Please look for the string "BDEPEND" below and report every line in which it occurs.

### Given entries
-*-*-

PR #18465, opened 2020-11-30
dev-python/reedsolomon: fix ebuild, add necessary dependency

madmartin:
Unfortunately the buildtime dependency dev-python/cython is missing.
This ebuild fixes this.

Closes: https://bugs.gentoo.org/757486

### DIFF
--- a/dev-python/reedsolomon/reedsolomon-1.5.4.ebuild
+++ b/dev-python/reedsolomon/reedsolomon-1.5.4.ebuild
@@ -16,6 +16,10 @@ KEYWORDS="~amd64 ~x86"
 IUSE="test"
 RESTRICT="!test? ( test )"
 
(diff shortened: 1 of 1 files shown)


juippis (commented):
It's a build-time fix so no revbump needed. Just edit the 1.5.4 ebuild adding required BDEPEND.

madmartin:
> It's a build-time fix so no revbump needed. Just edit the 1.5.4 ebuild adding required BDEPEND.

@juippis  Yes, you're right, I changed the PR. My first thinking was that cython is also needed at runtime, then a -r1 would have been correct I think.

juippis (approved):
That's correct, RDEPEND changes require a revbump most of the time. Adding a python compatibility being a special case.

-*-*-

### Result of this task
It's a build-time fix so no revbump needed. Just edit the 1.5.4 ebuild adding required BDEPEND.
> It's a build-time fix so no revbump needed. Just edit the 1.5.4 ebuild adding required BDEPEND.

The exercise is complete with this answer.